1. Main field: The source of this magnetic field is the outer core of Earth which is made of liquid iron. The electric current in this part produces the main field. The main field develops 97% to 99% of the geomagnetic field.
2. Crustal field: The source of this magnetic field is the earth’s crust Some parts of the earth’s crust made of hard rock become magnetized due to the presence of the main field. This magnetized part creates the crustal field. 1% to 2% of the geomagnetic field is due to this crustal field.
3. External field: The source of this magnetic field is the ionosphere present in the atmosphere of Earth. This part made up of ions, produces the external field under the influence of solar wind. 1% to 2% of the geomagnetic field is due to this external field.

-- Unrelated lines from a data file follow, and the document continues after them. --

PR #963, opened 2021-11-24
PEP 646 implementation

### LINKED ISSUE #950: Implement PEP 646 in typing_extensions
PEP 646 has been accepted (subject to some confusion about an edge case that's still being discussed), and we should have an implementation of it in typing-extensions.

@mrahtz @pradeep90 is there already a runtime implementation of PEP 646 somewhere? If not, I'd be happy to work on getting the right bits into typing-extensions and typing.

JelleZijlstra:
Fixes #950.

This turned out to require even more hacks than usual, because the runtime in old versions of typing really doesn't want things that are not TypeVars to be used as TypeVars.

The tests were copied from https://github.com/python/cpython/pull/24527/files and the implementation is mostly inspired by Required/NotRequired (Unpack) and ParamSpec (TypeVarTuple).


JelleZijlstra:
The last 3.6 failures are annoying and I don't see an easy fix, I think I'll give it another try tomorrow.

JelleZijlstra:
This is now finally ready for review. This is uncommonly hacky even by typing-extensions standards, because the older versions of `typing` only know about TypeVars and now we need to convince them to somehow also accept unpacked TypeVarTuples. I solved this with monkeypatching (yuck).

For 3.6, which had a very different internal implementation of Generic, it's still not enough. Given that 3.6 is EOL and most usage of TypeVarTuple/Unpack actually works correctly, I decided to just leave this as a documented limitation.

Fidget-Spinner:
@JelleZijlstra Sorry I'll try to review this in the next week or two, swamped right now.

JelleZijlstra:
No hurry, take your time!

typing_extensions/src/test_typing_extensions.py
```diff
@@ -2271,6 +2282,138 @@ def return_tuple(self) -> TupleSelf:
...
+            Union[Unpack[Xs], int].__origin__,
+            Union
+        )
+
+    @skipUnless(PEP_560, "Unimplemented for 3.6")
+    def test_concatenation(self):
+        Xs = TypeVarTuple('Xs')
+        Tuple[int, Unpack[Xs]]
+        Tuple[Unpack[Xs], int]
+        Tuple[int, Unpack[Xs], str]
```
Fidget-Spinner, line 2346: I'm confused, what are these testing?

typing_extensions/src/typing_extensions.py
```diff
@@ -91,6 +73,88 @@ def _check_generic(cls, parameters):
...
+    if elen is _marker:
+        if not hasattr(cls, "__parameters__") or not cls.__parameters__:
+            raise TypeError(f"{cls} is not a generic class")
+        elen = len(cls.__parameters__)
+    alen = len(parameters)
+    if alen != elen:
+        if hasattr(cls, "__parameters__"):
+            parameters = [p for p in cls.__parameters__ if not _is_unpack(p)]
+            num_tv_tuples = sum(isinstance(p, TypeVarTuple) for p in parameters)
+            if num_tv_tuples > 0 and alen >= elen - num_tv_tuples:
```
Fidget-Spinner, line 106: Could you add parentheses around the operations here please? They're slightly hard to read.

typing_extensions/src/typing_extensions.py
```diff
@@ -91,6 +73,88 @@ def _check_generic(cls, parameters):
...
+    if '__slots__' in dict_copy:
+        for slot in dict_copy['__slots__']:
+            dict_copy.pop(slot, None)
+    return dict_copy
+
+
+_marker = object()
+
+
+def _check_generic(cls, parameters, elen=_marker):
```
Fidget-Spinner, line 91: I think Mathew pointed out in his documenting typing.py PR that `parameters` is confusing. Should we use `args` or `type_args` instead?

Also what's `elen`'s default for? When would we not want to pass in `__parameters__` ourselves?

typing_extensions/README.rst
```diff
@@ -116,9 +118,14 @@ These changes are _not_ backported to prevent subtle compatibility
...
 Certain types have incorrect runtime behavior due to limitations of older
-versions of the typing module.  For example, ``ParamSpec`` and ``Concatenate``
-will not work with ``get_args``, ``get_origin``. Certain PEP 612 special cases
-in user-defined ``Generic``\ s are also not available.
+versions of the typing module:
+
+- ``ParamSpec`` and ``Concatenate`` will not work with ``get_args`` and
+  ``get_origin``. Certain PEP 612 special cases in user-defined
+  ``Generic``\ s are also not available.
+- ``Unpack`` from PEP 646 does not work properly with user-defined
```
Fidget-Spinner, line 126: To clarify, this means even with our monkey patching, subscripting with arbitrary number of type arguments won't wrok right?

Fidget-Spinner (commented):
Looks good in general. Thanks Jelle! BTW, should I be reviewing this or Mathew's CPython PR first? I'd imagine any tweaks to his PR would affect yours.

typing_extensions/src/typing_extensions.py
JelleZijlstra: This is a modified copy of typing.py's `_check_generic`, and it's monkeypatched into typing later. We probably shouldn't modify the function's interface, because that makes the monkeypatching even riskier.

typing_extensions/src/test_typing_extensions.py
JelleZijlstra: I guess just that these don't fail. I can make them check `__args__` or something too.

typing_extensions/README.rst
JelleZijlstra: Defining the class doesn't even work. I'll make the note more precise.

```
Python 3.6.10 (default, Apr 28 2021, 18:14:25) 
[GCC Apple LLVM 12.0.0 (clang-1200.0.32.29)] on darwin
>>> from typing import Generic
>>> from typing_extensions import Unpack, TypeVarTuple
>>> Ts = TypeVarTuple("Ts")
>>> class X(Generic[Unpack[Ts]]): pass
... 
  File "/Users/jelle/.pyenv/versions/3.6.10/lib/python3.6/typing.py", line 965, in __new__
    ", ".join(str(g) for g in gvars)))
TypeError: Some type variables (Ts) are not listed in Generic[typing_extensions.Unpack[Ts]]
```

JelleZijlstra:
Thanks! I think it's better to focus on this first, since 3.11 has months of time left in any case, but with typing-extensions we can release at any time.

However, I'll look at his current PR for things to improve here; I think he wrote better docstrings.

typing_extensions/src/test_typing_extensions.py
JelleZijlstra: Done

srittau (approved):
I won't claim to really understand what is going on with typing internals, but I see no red flags.

mrahtz:
Thanks all - especially @JelleZijlstra!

Direction of the geomagnetic field: Magnetic lines of force of the geomagnetic field are naturally from the N-pole to the S-pole. But the geomagnetic N-pole is in the south and the S-pole is in the north, As a result, to show the direction of the geomagnetic field at a place, the arrow sign on each line of force should be from the south to the north direction.
Elements of Earth’s Magnetism:
To know the magnitude and direction of the geomagnetic field at any place on Earth, the quantities required are called the elements of Earth’s magnetism. There are three elements of earth’s magnetism.
These are:
- Angle of dip
- Angle of declination
- Horizontal component of geomagnetic intensity.
Dip or angle Of dip: The angle made by the intensity of the earth’s magnetic field with the horizontal at any place on the earth is called dip or angle of dip at that place. If a bar magnet is suspended from its center of gravity by a thread, the magnet at rest, does not remain horizontal but inclines a little.
This means that the magnetic axis sets’ itself along the direction of the intensity of the geomagnetic field at that place. The angle (θ) made by the magnetic axis with the horizontal straight line drawn on the magnetic meridian is called dip or the angle of dip at that, place.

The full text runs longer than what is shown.